PR #950, opened 2026-05-29
feat: add min_slot filter to selectPeer with fallback

markolazic01:
## Motivation

Peers reporting `head_slot=0` are either freshly connected (no status exchanged yet) or genuinely empty. Routing `blocks_by_root` requests to them wastes a round-trip and a timeout cycle.

## Description

- Add optional `min_slot` parameter to `selectPeerExcluding` that filters out peers whose last-known `head_slot` is below the threshold
- Peers with no status default to `head_slot=0`
- Falls back to the full candidate set if no peer meets the threshold
- Thread the parameter through `selectPeerCopy`, `selectPeer`, and `selectPeerExcluding` on `Network`
- Existing callers pass `null` to preserve current behavior

Closes #911

Related: #909


pkgs/node/src/locking.zig
```diff
@@ -1006,16 +1001,28 @@ pub fn ConnectedPeersImpl(comptime PeerInfo: type) type {
...
+                        }
+                    }
+                    if (range_capable_only and @hasField(PeerInfo, "blocks_by_range_unavailable")) {
+                        if (entry.value_ptr.blocks_by_range_unavailable) continue;
+                    }
+                    try candidates.append(allocator, entry.value_ptr.peer_id);
                 }
-                try candidates.append(allocator, entry.value_ptr.peer_id);
+                if (candidates.items.len > 0 or effective_min_slot == null) break;
+                effective_min_slot = null;
```
ch4r10t33r: **High.** When the filter yields zero candidates, this retries with `null` and routes to head_slot=0 peers anyway — the exact behavior #911 wanted to prevent. The caller has no signal that fallback fired. At least log a warn + bump a metric so operators can see when filtering degrades, and consider returning null so the caller can decide (retry later vs accept any peer).

pkgs/node/src/network.zig
```diff
@@ -1089,8 +1089,8 @@ pub const Network = struct {
         // returns the backend error and the existing retry paths handle it.
         const peer = if (preferred_peer) |peer_id| blk: {
```
ch4r10t33r, line 1090: **Critical.** This is the `blocks_by_root` peer pick — the call site #911 was about. Still passes `null`. The whole point of this PR is to let this call avoid head_slot=0 peers; without the actual `min_slot` value here the new param is dead code. At minimum pass the caller's expected slot.

pkgs/node/src/network.zig
```diff
@@ -429,16 +429,16 @@ pub const Network = struct {
...
 
-    pub fn selectPeerExcluding(self: *Self, exclude: ?[]const u8) !?[]u8 {
-        return self.connected_peers.selectPeerExcluding(self.allocator, exclude, false);
+    pub fn selectPeerExcluding(self: *Self, exclude: ?[]const u8, min_slot: ?u64) !?[]u8 {
+        return self.connected_peers.selectPeerExcluding(self.allocator, exclude, false, min_slot);
     }
 
     pub fn selectPeerForRangeSyncExcluding(self: *Self, exclude: ?[]const u8) !?[]u8 {
-        return self.connected_peers.selectPeerExcluding(self.allocator, exclude, true);
+        return self.connected_peers.selectPeerExcluding(self.allocator, exclude, true, null);
```
ch4r10t33r: **Medium.** Same here for the range-sync retry path. `selectPeerForRangeSyncExcluding` hardcodes `null` for `min_slot`. The range-sync caller knows what slot it's syncing toward — thread it through.

pkgs/node/src/locking.zig
```diff
@@ -1006,16 +1001,28 @@ pub fn ConnectedPeersImpl(comptime PeerInfo: type) type {
...
-            var it = self.map.iterator();
-            while (it.next()) |entry| {
-                if (exclude) |ex| {
-                    if (std.mem.eql(u8, entry.key_ptr.*, ex)) continue;
-                }
-                if (range_capable_only and @hasField(PeerInfo, "blocks_by_range_unavailable")) {
-                    if (entry.value_ptr.blocks_by_range_unavailable) continue;
+            var effective_min_slot: ?u64 = min_slot;
+            while (true) {
+                var it = self.map.iterator();
```
ch4r10t33r: **Medium.** No test asserts the filter actually filters. The existing test was updated for the signature change but only ever passes `null`. Add a test with peers at slots 0, 5, 10 and `min_slot=7` → only slot-10 peer eligible; with `min_slot=20` → fallback fires.

ch4r10t33r (changes requested):
Mechanism added but nothing uses it every production caller still passes `null`. This PR claims to close #911 but the bug (routing `blocks_by_root` to head_slot=0 peers) is unchanged. Also: the fallback silently disables the filter on the exact case that matters (only head_slot=0 peers available), and no test covers the new behavior.

Please can you address these comments? @markolazic01

pkgs/node/src/network.zig
markolazic01: applied

pkgs/node/src/locking.zig
markolazic01: Thanks for all the feedback and apologies for the inconvenience.

Removed the fallback, now returning null. What do you exactly prefer when it comes to the expected slot, does not seem to be easily accessible from that point? Is latest finalized slot alright? Maybe get latest slot + 1?
Please let me know your preference.

Also on the fallback part, do you want me to introduce retries in places where the function is used, or how otherwise should the user decide if he wants to retry with `null` or wait?

pkgs/node/src/locking.zig
markolazic01: Will surely apply this, just once all the other points are properly fixed.

pkgs/node/src/network.zig
markolazic01: This is tackled inside of this comment here:
https://github.com/blockblaz/zeam/pull/950#discussion_r3352473367

pkgs/node/src/locking.zig
ch4r10t33r: **Q1 (`min_slot` value):** prefer `our_head_slot + 1` — peer must be at least as advanced as us to be useful for a `blocks_by_root` fetch. That's the accurate predicate.

@g11tech — would like your view here too. Trade-off: tighter `our_head_slot + 1` vs minimal `1` (just filter the never-statused peers from #911) vs `our_finalized_slot` (weaker but always satisfiable). Which is the right default for the `blocks_by_root` call site?

**Q2 (fallback / retry):** let null bubble up; existing retry paths already handle it.

- `blocks_by_root`: `ensureBlocksByRootRequest` returning null → caller logs `NoPeersAvailable`, bumps existing dedup-bucket metric, returns. The fetch is re-scheduled on the next tick via the existing pending-roots queue (gossip / parent-walk machinery already retries). No new retry loop needed.
- `selectPeerForRangeSyncExcluding`: null already falls back to head-by-root per existing logic. Same — propagate null.

Visibility additions worth including in this PR:
- Metric `zeam_select_peer_filter_drops_total{reason="head_slot_below_min"}` so operators see when the filter is biting.
- Rate-limited WARN log per "no peer matched min_slot" event so log spam stays bounded under sustained no-good-peer windows.

No new retry semantics needed in this PR — pure additive filter + observability.

markolazic01: Thank you @ch4r10t33r, this is very useful. Will also await the response from @g11tech.
I think maybe ideally we could try with `our_head_slot + 1`, then fallback to `1`(minimal), then fallback to `null`? Btw, does `our_finalized_slot + 1` do us any good?

g11tech: our_head_slot + 1 may sense, no need to fallback below our_finalized_slot + 1

g11tech: but i don't think fallback is needed, if there is a new block somewhere on a chain that we are not on, it will be on a greater slot than our head slot

pkgs/node/src/node.zig
```diff
@@ -2610,7 +2609,7 @@ pub const BeamNode = struct {
         if (missing_roots.items.len == 0) return;
 
         const handler = self.getReqRespResponseHandler();
-        const maybe_request = self.network.ensureBlocksByRootRequest(missing_roots.items, depth, handler, preferred_peer) catch |err| blk: {
+        const maybe_request = self.network.ensureBlocksByRootRequest(missing_roots.items, depth, handler, preferred_peer, self.chain.forkChoice.getCurrentSlot() + 1) catch |err| blk: {
```
ch4r10t33r:
```suggestion
        const maybe_request = self.network.ensureBlocksByRootRequest(missing_roots.items, depth, handler, preferred_peer, self.chain.forkChoice.getHead().slot + 1) catch |err| blk: {
```
`getCurrentSlot()` is wall-clock; peers can't be ahead of wall-clock, so this filters out every peer. Use our head slot instead.

pkgs/node/src/node.zig
```diff
@@ -1797,8 +1797,7 @@ pub const BeamNode = struct {
         range_unavailable: bool,
     ) void {
         const node_name = self.node_registry.getNodeNameFromPeerId(snap.peer_id_copy);
-
-        const next_peer_opt = self.network.selectPeerForRangeSyncExcluding(snap.peer_id_copy) catch null;
+        const next_peer_opt = self.network.selectPeerForRangeSyncExcluding(snap.peer_id_copy, self.chain.forkChoice.getCurrentSlot() + 1) catch null;
```
ch4r10t33r:
```suggestion
        const next_peer_opt = self.network.selectPeerForRangeSyncExcluding(snap.peer_id_copy, self.chain.forkChoice.getHead().slot + 1) catch null;
```
Same fix — `getCurrentSlot()` (wall-clock) → `getHead().slot` (our head).

ch4r10t33r (changes requested):
Critical: `getCurrentSlot()` returns the wall-clock slot, not our head slot. No peer can have `head_slot > wall_clock`, so `wall_clock + 1` rejects every peer → sync stalls. Swap to `getHead().slot + 1` at both sites.

pkgs/node/src/node.zig
ch4r10t33r:
```suggestion
        const next_peer_opt = self.network.selectPeerForRangeSyncExcluding(snap.peer_id_copy, self.chain.forkChoice.getHead().slot + 1) catch null;
```
Still `getCurrentSlot()` (wall-clock) here — same starvation as the blocks_by_root site. Swap to `getHead().slot + 1`.

ch4r10t33r (changes requested):
Other call site at node.zig:2612 fixed — thanks. This one was missed; same fix.

ch4r10t33r (approved):
LGTM

ch4r10t33r (approved):
LGTM. Both call sites now use `getHead().slot + 1` — peer filter behaves correctly under sync. Metric + tests in place.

****

▸ EXERCISE
Where the listing above reaches the line that contains "a timeout cycle.", start retyping, and finish with the line that contains "- Thread the"; reproduce those lines exactly and no others.

▸ RESPONSE BELOW
Peers reporting `head_slot=0` are either freshly connected (no status exchanged yet) or genuinely empty. Routing `blocks_by_root` requests to them wastes a round-trip and a timeout cycle.

## Description

- Add optional `min_slot` parameter to `selectPeerExcluding` that filters out peers whose last-known `head_slot` is below the threshold
- Peers with no status default to `head_slot=0`
- Falls back to the full candidate set if no peer meets the threshold
- Thread the parameter through `selectPeerCopy`, `selectPeer`, and `selectPeerExcluding` on `Network`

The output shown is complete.